On mega-infrastructure projects, implementation of which has failed to advance, Surapong said the govern-ment would begin construction this year on at least one mass-transit line: the Purple Line linking Bang Sue and Bang Yai. 

Government House sources said additional measures to help the poor would include free tap water for households consuming less than 50 units a month and free electricity for households using less than 150 units a month. 

As well, the Interior Ministry will provide 700 public buses in Bangkok that will give free rides to passengers presenting government coupons.

nationmultimedia.com

----------


## baldrick

relocating many government offices to Cheang Wattana road - and maybe even parliment house - mass transit plans ? fcuking stupid cnuts

----------


## Mid

*Six relief measures for the people*
Tue, July 15, 2008

*The government on Tuesday unveiled six measures to help citizens fight with economic woes. Embattled Prime Minister Samak Sundaravej chaired the press conference to showcase the relief package.* 

The six measures will remain in effect for six months until the government can inject money into the economy via mega projects, Samak said. 

The measures are; 

1. Reduction of excise charges for gasohol. This will lead to a price difference of around Bt8 per liter between premium petrol and gasohol. The diesel price will be down by about Bt2.71 per liter. The new excise will take effect on July 25. 

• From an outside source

PR #20252, opened 2026-07-28
accountable: add aHYPER Looping Vault

pawel-accountable:
Adds the aHYPER Looping Vault (`0x23b148d8f389C5821739381f1FF87bB7e1162566`, Monad) to the Accountable adapter. It is deployed directly, not via a registered factory, so it isn't discoverable through `strategyProxies`/`strategyVaults` — added explicitly. TVL uses the same path as other vaults; verified +$7.55M on the test harness.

2. Suspend price adjustment for cook gas. 

3. Reduction of water charges. The government will completely shoulder the water costs for household users with the consumption rate of less than eight cubic liters per month. 

4. Reduction of electricity charges. The government will completely shoulder the electricity for household users with the consumption rate of less than 80 units per month. For those using 81-to-150 units per month, the government will help paying half of the charges. 

5. Commuters of non-airconditioned buses in Bangkok will avail themselves to free services. Of 1,600 buses, half will offer free rides for commuters although the government will pay for the fares. 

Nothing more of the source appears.